- TASK PROMPT
All of the data that follows should be written out exactly.

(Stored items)
PR #517, opened 2019-12-11
Adds support for custom docker files to dcgoss

AustinSchoen:
This adds support for custom docker compose files. Honestly there is probably a better way to pass options through to `docker-compose`, but my bash-fu level isn't high enough. For now this works with just the `-f` flag.

##### Checklist

### Description of change
Captures the `-f` parameter after script invocation and passes to the `docker-compose` call to use services defined a non "docker-compose.yaml" file. Also runs the config validation to check if there are invalid options or errors in the provided file.

### DIFF
--- a/extras/dcgoss/README.md
+++ b/extras/dcgoss/README.md
@@ -9,7 +9,7 @@ dcgoss is a convenience wrapper around goss that aims to bring the simplicity of
 
 ### Run
 
-Run is used to validate a docker container defined in `docker-compose.yml`. It expects both a `docker-compose.yml` and `goss.yaml` file to exist in the directory it was invoked from. Container configuration is used from the compose file, for example:
+Run is used to validate a docker container defined in `docker-compose.yml` by default. A custom dockerfile can be provided via the `-f` parameter, ie. `./dcgoss -f custom-docker-compose.yaml [run|edit] <service>`. Container configuration is used from the compose file, for example:
 
 **run:**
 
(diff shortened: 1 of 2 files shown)


aelsabbahy:
@fbartels I would love your take/review on this.

@AustinSchoen I haven't been involved in the development/maintenance of this script, deferring to @fbartels since he was the original author.

aelsabbahy:
@fbartels I would love your take/review on this.

@AustinSchoen I haven't been involved in the development/maintenance of this script, deferring to @fbartels since he was the original author.

fbartels:
Hi @AustinSchoen,

I was actually already thinking as well how to pass options to docker-compose. I am not sure about your approach, though.

For example I do have the feeling it would break my current tests, as I am loading multiple compose files through the COMPOSE_FILE environment variable at the moment, and this would be overwritten, when a file is specified with `-f`.

Maybe a mechanism modelled after $GOSS_OPTS would be a better approach. But since you then cannot count on a docker-compose.yml (or .yaml) to exist that check may need to go.

AustinSchoen:
@fbartels are you referring to the env var here? https://docs.docker.com/compose/reference/envvars/

Totally open to other implementations, this was just a quick adjustment to support the flag option.

fbartels:
Yes, exactly. You can either have it as an env, or put it into your `.env` and it will be picked up by docker-compose.

AustinSchoen:
Maintainer mentioned a workaround so I will close this. @fbartels if you'd like help implementing other docker-compose options or checks feel free to tag me in an isssue!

- COMPLETED TASK
PR #517, opened 2019-12-11
Adds support for custom docker files to dcgoss

AustinSchoen:
This adds support for custom docker compose files. Honestly there is probably a better way to pass options through to `docker-compose`, but my bash-fu level isn't high enough. For now this works with just the `-f` flag.

##### Checklist

### Description of change
Captures the `-f` parameter after script invocation and passes to the `docker-compose` call to use services defined a non "docker-compose.yaml" file. Also runs the config validation to check if there are invalid options or errors in the provided file.

### DIFF
--- a/extras/dcgoss/README.md
+++ b/extras/dcgoss/README.md
@@ -9,7 +9,7 @@ dcgoss is a convenience wrapper around goss that aims to bring the simplicity of
 
 ### Run
 
-Run is used to validate a docker container defined in `docker-compose.yml`. It expects both a `docker-compose.yml` and `goss.yaml` file to exist in the directory it was invoked from. Container configuration is used from the compose file, for example:
+Run is used to validate a docker container defined in `docker-compose.yml` by default. A custom dockerfile can be provided via the `-f` parameter, ie. `./dcgoss -f custom-docker-compose.yaml [run|edit] <service>`. Container configuration is used from the compose file, for example:
 
 **run:**
 
(diff shortened: 1 of 2 files shown)


aelsabbahy:
@fbartels I would love your take/review on this.

@AustinSchoen I haven't been involved in the development/maintenance of this script, deferring to @fbartels since he was the original author.

aelsabbahy:
@fbartels I would love your take/review on this.

@AustinSchoen I haven't been involved in the development/maintenance of this script, deferring to @fbartels since he was the original author.

fbartels:
Hi @AustinSchoen,

I was actually already thinking as well how to pass options to docker-compose. I am not sure about your approach, though.

For example I do have the feeling it would break my current tests, as I am loading multiple compose files through the COMPOSE_FILE environment variable at the moment, and this would be overwritten, when a file is specified with `-f`.

Maybe a mechanism modelled after $GOSS_OPTS would be a better approach. But since you then cannot count on a docker-compose.yml (or .yaml) to exist that check may need to go.

AustinSchoen:
@fbartels are you referring to the env var here? https://docs.docker.com/compose/reference/envvars/

Totally open to other implementations, this was just a quick adjustment to support the flag option.

fbartels:
Yes, exactly. You can either have it as an env, or put it into your `.env` and it will be picked up by docker-compose.

AustinSchoen:
Maintainer mentioned a workaround so I will close this. @fbartels if you'd like help implementing other docker-compose options or checks feel free to tag me in an isssue!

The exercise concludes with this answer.